(Stored items)
───
PR #14903, opened 2015-11-03
A cask for Tor Messenger (beta)

vmax:
Added a cask for new messenger by Tor Project
https://blog.torproject.org/blog/tor-messenger-beta-chat-over-tor-easily


Casks/tormessenger.rb
```diff
@@ -0,0 +1,11 @@
+cask :v1 => 'tormessenger' do
```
───
**Problem:** Say how many lines in the data hold the string "tormessenger", and say nothing else.

**Task answer:** 2